Cet ouvrage montre que les sanctions occidentales laissent la Russie de marbre, selon Savon Sanomat :

«Les Etats-Unis, l'UE et l'Ukraine ne pourront en principe jamais accepter l'annexion de la Crimée et la participation de la Russie à la guerre en Ukraine orientale. Le pont n'y changera rien, même s'il ne scelle pas définitivement l'annexion. Celle-ci revêt une telle importance nationale pour l'administration russe actuelle qu'elle éclipse les relations internationales. Les rapports entre la Russie et l'Ukraine se sont transformés en conflit gelé. Les sanctions économiques ne semblent servir à rien, ce qui s'explique en partie par la hausse de plus de 70 pour cent des prix du pétrole brut en moins d'un an. Grâce au pétrole, la Russie peut entretenir ses illusions hégémoniques.»

Unian (UA) /

Pour les projets de prestige, il y a toujours de l'argent

Moscou avait débloqué 228,3 milliards de roubles (soit 2,9 milliards d'euros à l'époque) pour ce projet colossal. Des fonds que Moscou aurait pu investir à meilleur escient, souligne Roman Cymbaluk, correspondant en Russie du journal Unian :

«Peu importe la pérennité de cette construction, un fait est un fait : avant il n'y avait pas de pont, maintenant il y en a un. Un évènement que les 'dieux de la communication' russes useront jusqu'à la corde. … Le coût de l'ouvrage ralliant la Crimée occupée est également sans importance. Avec cet argent, on aurait bien sûr pu apporter des soins médicaux à tous les enfants de Russie, mais cela importe peu quand on sait qu'il en va de la grandeur de la Fédération russe. En Russie, on trouve toujours de l'argent pour la 'construction du siècle', mais si quelqu'un manque de quoi que ce soit, c'est son problème à lui. Et il peut compenser sa frustration à tout moment en allumant la télévision.»

gazeta.ru (RU) /

Un grand ouvrage géopolitique

Dans ce grand projet, l'argent joue un rôle subalterne, estime pour sa part gazeta.ru :

«Ce pont de 19 kilomètres est le plus long de Russie, mais aussi d'Europe.
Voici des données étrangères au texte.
PR #358, opened 2021-08-11
Move layout storage to model store to ensure layout state is preserved across views

mj3cheun:

PR #361, opened 2021-08-12
Add layout to comparison

YohannParis:
**What**
- add feature where the user can select _Modeling Framework_ and _Layout_ on the _Comparison_ view. 
https://docs.google.com/presentation/d/18XoZ94mPRouNm9EO-4LvDViouXy5U_xhBXZkq-FFRpI/edit?disco=AAAAN2GIv-s&usp=comment_email_discussion&usp_dm=false&ts=6113df0c

**How**
- based on #358 
- Move the list used to display _Modeling Framework_ and _Layout_ dropdown inside their respective type files.
- used the same compoment from the _Model_ view for the controlers.
- added an error message if a model do not have a specific _Modeling Framework_ to display.

**Video**

https://user-images.githubusercontent.com/636801/129243674-438a5574-d7bf-4bc4-b082-b8b843db0624.mov

**Improvement**
This controller clearly needs to be its own component in the future, or maybe once we merge the _Model_ and _Comparison_ views, this will not be an issue any longer.


emilykuang (approved):
Look good, especially the message for when a representation is not available for a model.

RosaRomeroGomez:
Really nice job. Thanks @YohannParis . I only have two comments that are more enhancements than anything:

- It seems the expand button is still enabled when we are in the comparison view. However, clicking on it doesn't really do anything. I think we should disable it when in this view.
image
- I feel that now we are a bit inconsistent with the placement of buttons when we select a single model vs multiple ones. I think we might want to move the modeling framework and layout dropdowns up for a single model as well. In this way we will be consistent. This design didn't really contemplate the possibility of multiple models but I think the hierarchy of information makes more sense that way.

RosaRomeroGomez (approved):

mj3cheun (approved):
looks good!

YohannParis:
> - It seems the expand button is still enabled when we are in the comparison view. However, clicking on it doesn't really do anything. I think we should disable it when in this view.

This has been addressed, I also removed the _Add/Remove All Parameters and Variables_.

> -  I feel that now we are a bit inconsistent with the placement of buttons when we select a single model vs multiple ones. I think we might want to move the modeling framework and layout dropdowns up for a single model as well. In this way we will be consistent. This design didn't really contemplate the possibility of multiple models but I think the hierarchy of information makes more sense that way.

The controls have been moved up top so both the _Model_ view and _Comparison_ view look identical.

RosaRomeroGomez (approved):
Many thanks!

C'est un ouvrage complexe, qui montre que l'ingénierie russe peut encore stupéfier le monde. Car nombreux avaient été les sceptiques, qui jugeaient le projet irréalisable, en raison de la forte instabilité du sol dans cette région. ... Le pont du détroit de Kertch compte parmi ces projets pour lesquels les coûts sont certes importants, mais moins que la capacité à relever des défis géopolitiques. Sans liaison stable avec la Russie continentale, le rattachement de la Crimée au reste du pays aurait été incomplet.»